====== Material provided ======
PR #341, opened 2016-06-21
add backlight plugin

tjaartvdwalt:
this is a simple plugin that shows your screen backlight level. By default it uses the `light` command to achieve this.


py3status/modules/backlight.py
```diff
@@ -0,0 +1,45 @@
+# -*- coding: utf-8 -*-
+"""
+Display the current screen backlight level.
+
+Configuration parameters:
+    cache_timeout: how often we refresh this module in seconds (10s default)
+    format: prefix text for the backlight status
+    command: the command used to retrieve the bakglight level.
+             By default we use `light` https://github.com/haikarainen/light
+
```
tobes:
```
Format status string parameters:
    {level} brightness percentage

Requires:
    light: cli utility
```

py3status/modules/backlight.py
```diff
@@ -0,0 +1,45 @@
...
+import subprocess
+from time import time
+
+
+class Py3status:
+    """
+    """
+    # available configuration parameters
+    cache_timeout = 10
+    format = '☼: {level}'
```
tobes: `format = u'☼: {level}'` will fix for python2

tobes:
Looks good.

Is there a reason you used `light` rather than `cat /sys/class/backlight/acpi_video0/brightness`?  Working out the percent might take a bit more work but it'd reduce the dependencies.

tjaartvdwalt:
@tobes: thanks for the feedback, I made the changes you suggested

py3status/modules/backlight.py
```diff
@@ -0,0 +1,48 @@
...
+    cache_timeout = 10
+    device = "acpi_video0"
+    format = u'☼: {level}'
+
+    def backlight(self,  i3s_output_list, i3s_config):
+        level = int(subprocess.check_output(
+            ["cat", "/sys/class/backlight/%s/brightness" % self.device]))
+        max = int(subprocess.check_output(
+            ["cat", "/sys/class/backlight/%s/max_brightness" % self.device]))
+        full_text = self.format.format(level=round((level/max) * 100))
```
ultrabug: in python2 this division will return 0.0, you should add this in the imports :
```
from __future__ import division
```

ultrabug: Also, imho displaying a float for brightness sounds overkill to me, maybe you could adapt your division like this:
```
full_text = self.format.format(level=(level * 100 // max))
```

ultrabug: Finally, I am picky but I'd advise not to use the `max` variable name since it's a reserved name for the max function in python

py3status/modules/backlight.py
```diff
@@ -0,0 +1,48 @@
...
+        response = {
+            'cached_until': time() + self.cache_timeout,
+            'full_text': full_text,
+            'color': '#FFFFFF'
```
ultrabug: Please do not force users' coloring output, #279 will bring a fix for this later.

py3status/modules/backlight.py
```diff
@@ -0,0 +1,52 @@
...
+Display the current screen backlight level.
+
+Configuration parameters:
+    cache_timeout: how often we refresh this module in seconds (default: 10s)
+    device: The backlight device (default: "acpi_video0")
+            If you are unsure try: `ls /sys/class/backlight`
+
+Format status string parameters:
+    {level} brightness
+    {color} text color
```
tobes: This should be in the config parameter section

tjaartvdwalt:
@ultrabug thanks for some good comments. I have made the changes.

py3status/modules/backlight.py
```diff
@@ -0,0 +1,52 @@
+# -*- coding: utf-8 -*-
+"""
+Display the current screen backlight level.
+
+Configuration parameters:
+    cache_timeout: how often we refresh this module in seconds (default: 10s)
+    device: The backlight device (default: "acpi_video0")
+            If you are unsure try: `ls /sys/class/backlight`
+    color:  The text color (default: "#FFFFFF")
```
tobes: `(default: "#FFFFFF")` etc you don't need the `:`

py3status/modules/backlight.py
```diff
@@ -0,0 +1,52 @@
...
+
+
+class Py3status:
+    """
+    """
+    # available configuration parameters
+    cache_timeout = 10
+    device = "acpi_video0"
+    format = u'☼: {level}%'
+    color = '#FFFFFF'
```
tobes: ultrabug is keen on these being in alphabetical order (same with in the docstring)

With the color, I'd be inclined to have the default as `None` and only set it in the responsive if the user specifies one.
As it is #279 will move the color setting out of the modules anyway so I'd not worry too much.

ultrabug:
Ok @tjaartvdwalt thanks.

I'm still not a fan of using a subprocess to simply read the content of a file and I really think that the `device` option could be guessed (and thus should default to None).

Reading a file, I imagine something like:
```
for brightness_line in open(brightness_file_path, 'rb'):
    brightness = int(brightness_line)
    for brightness_max_line in open(brightness_max_file_path, 'rb'):
        brightness_max = int(brightness_max_line)
        level = (brightness * 100 // brightness_max)
```

And for guessing the device:
```
if self.device is None:
    for (path, devices, files) in os.walk('/sys/class/backlight/'):
        for device in devices:
            if 'brightness' in os.listdir(device) and 'brightness_max' in os.listdir(device):
                device_path = path + device
                break
```

I guess you see what I have in mind.

That being said, I know I'm being picky so I see two options before us:
1. You are okay to implement the changes
2. I merge your module as-is and possibly do it myself

tjaartvdwalt:
@ultrabug, yes I made the mistake of not thinking in terms of "reading a file", but rather "executing a command". Your solution is much more elegant.

I have some work pressure at them moment, but I will see if I can find some time tonight to make the changes you suggested.

ultrabug:
Thanks @tjaartvdwalt, you might make it for v3.0 due tomorrow ;)

ultrabug:
friendly bump @tjaartvdwalt

tjaartvdwalt:
@ultrabug, thanks for the push :)

py3status/modules/backlight.py
```diff
@@ -0,0 +1,65 @@
+# -*- coding: utf-8 -*-
+"""
+Display the current screen backlight level.
+
+Configuration parameters:
+    cache_timeout: how often we refresh this module in seconds (default: 10s)
+    color:  The text color (default: "#FFFFFF")
+    device: The backlight device
+            If not specified the plugin will try to detect it automatically
```
tobes: format should be described here

py3status/modules/backlight.py
```diff
@@ -0,0 +1,65 @@
...
+               'max_brightness' in os.listdir(path + device):
+                return path + device
+
+
+class Py3status:
+    """
+    """
+    # available configuration parameters
+    cache_timeout = 10
+    color = '#FFFFFF'
```
tobes: `device = None`

py3status/modules/backlight.py
```diff
@@ -0,0 +1,65 @@
...
+    format = u'☼: {level}%'
+
+    def backlight(self,  i3s_output_list, i3s_config):
+        if(not hasattr(self, 'device')):
+            device_path = get_device_path()
+        else:
+            device_path = "/sys/class/backlight/%s" % self.device
```
tobes: Can we not just remember the device_path nrather than having to calculate it every time?

gferon:
Any news on this? I'm using this code locally and it works wonders.

tobes:
> Any news on this? 

Currently this is awaiting @tjaartvdwalt responding to request for some minor tweaks

py3status/modules/backlight.py
tjaartvdwalt: not 100% sure what you mean by this comment?

tjaartvdwalt:
sorry for taking so long on this. Hopefully we can get it into the next release.

py3status/modules/backlight.py
tobes: You use `self.device` but it is not defined.  All config options should have a default even if it is None.

Actually having looked at things it might be good if you find a device if none is defined.  On my system I have two `acpi_video0` and `intel_backlight` it would work with either they are both the same device.  I've not tried with multiple monitors etc

py3status/modules/backlight.py
```diff
@@ -0,0 +1,68 @@
...
+                self.device_path = "/sys/class/backlight/%s" % self.device
+
+        for brightness_line in open("%s/brightness" % self.device_path, 'rb'):
+            brightness = int(brightness_line)
+        for brightness_max_line in open("%s/max_brightness" % self.device_path, 'rb'):
+            brightness_max = int(brightness_max_line)
+
+        full_text = self.format.format(level=(brightness * 100 // brightness_max))
+        response = {
+            'cached_until': time() + self.cache_timeout,
```
tobes: We now expect all modules to use `py3.time_in()`

So this line would now be `'cached_until': self.py3.time_in(self.cache_timeout),`

py3status/modules/backlight.py
```diff
@@ -0,0 +1,68 @@
...
+        }
+        return response
+
+
+if __name__ == "__main__":
+    from time import sleep
+    x = Py3status()
+    while True:
+        print(x.backlight([], None))
+        sleep(1)
```
tobes: We also now do standalone testing differently

```
if __name__ == "__main__":
    """
    Run module in test mode.
    """
    module_test(Py3status)
```

py3status/modules/backlight.py
tjaartvdwalt: ok I think I understand now... I added `device=None`, and then removed the `hasattr` part of the test

py3status/modules/backlight.py
```diff
@@ -36,12 +36,14 @@ class Py3status:
     # available configuration parameters
     cache_timeout = 10
     color = '#FFFFFF'
+    device = None
     device_path = None
```
tobes: Only config parameters should be defined here.

the ideal thing would be to add a post_config_hook method (this gets called once the module has had its config set but before its output method is first called.
```
def post_config_hook(self):
    if not self.device:
        self.device_path = get_device_path()
    else:
        self.device_path = "/sys/class/backlight/%s" % self.device
```

py3status/modules/backlight.py
```diff
@@ -36,12 +36,14 @@ class Py3status:
...
     format = u'☼: {level}%'
 
     def backlight(self,  i3s_output_list, i3s_config):
+        print(self.device_path)
```
tobes: this isn't needed

py3status/modules/backlight.py
```diff
@@ -0,0 +1,68 @@
+# -*- coding: utf-8 -*-
+"""
+Display the current screen backlight level.
+
+Configuration parameters:
+    cache_timeout: How often we refresh this module in seconds (default: 10s)
```
tobes: we don't need the `s` or the `:` in the default so `(default 10)`

`(default None)` and `(default '☼: {level}%')` for device and format would be good too

py3status/modules/backlight.py
```diff
@@ -0,0 +1,68 @@
...
+        for brightness_line in open("%s/brightness" % self.device_path, 'rb'):
+            brightness = int(brightness_line)
+        for brightness_max_line in open("%s/max_brightness" % self.device_path, 'rb'):
+            brightness_max = int(brightness_max_line)
+
+        full_text = self.format.format(level=(brightness * 100 // brightness_max))
+        response = {
+            'cached_until': self.py3.time_in(self.cache_timeout),
+            'full_text': full_text,
+            'color': self.color
```
tobes: We now do color setting for all modules auto-magically, so it is no longer needed here or in the docstring/config options

py3status/modules/backlight.py
tjaartvdwalt: hi I am not exactly sure how to setup the post_config_hook. Here is a small sample app I tried:

```python
class Py3status:
    def post_config_hook(self):
        return 'post config'

    def backlight(self,  i3s_output_list, i3s_config):
        return 'response'

if __name__ == "__main__":
    """
    Run module in test mode.
    """
    module_test(Py3status)
```

but this just executes the methods (in alphabetical order). I get the following output:
```
post config
response
...
```

is there something I am missing here?

tobes: yes a bug in the test module https://github.com/ultrabug/py3status/pull/474

ultrabug:
Thanks @tjaartvdwalt ! I'm merging now to get it in 3.1 ;)

tjaartvdwalt:
great!
thanks @tobes for a very rigorous review process :)
hopefully my next plugin will have less issues.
======
Go through the data and gather every line that holds "devices".

    for (path, devices, files) in os.walk('/sys/class/backlight/'):
        for device in devices:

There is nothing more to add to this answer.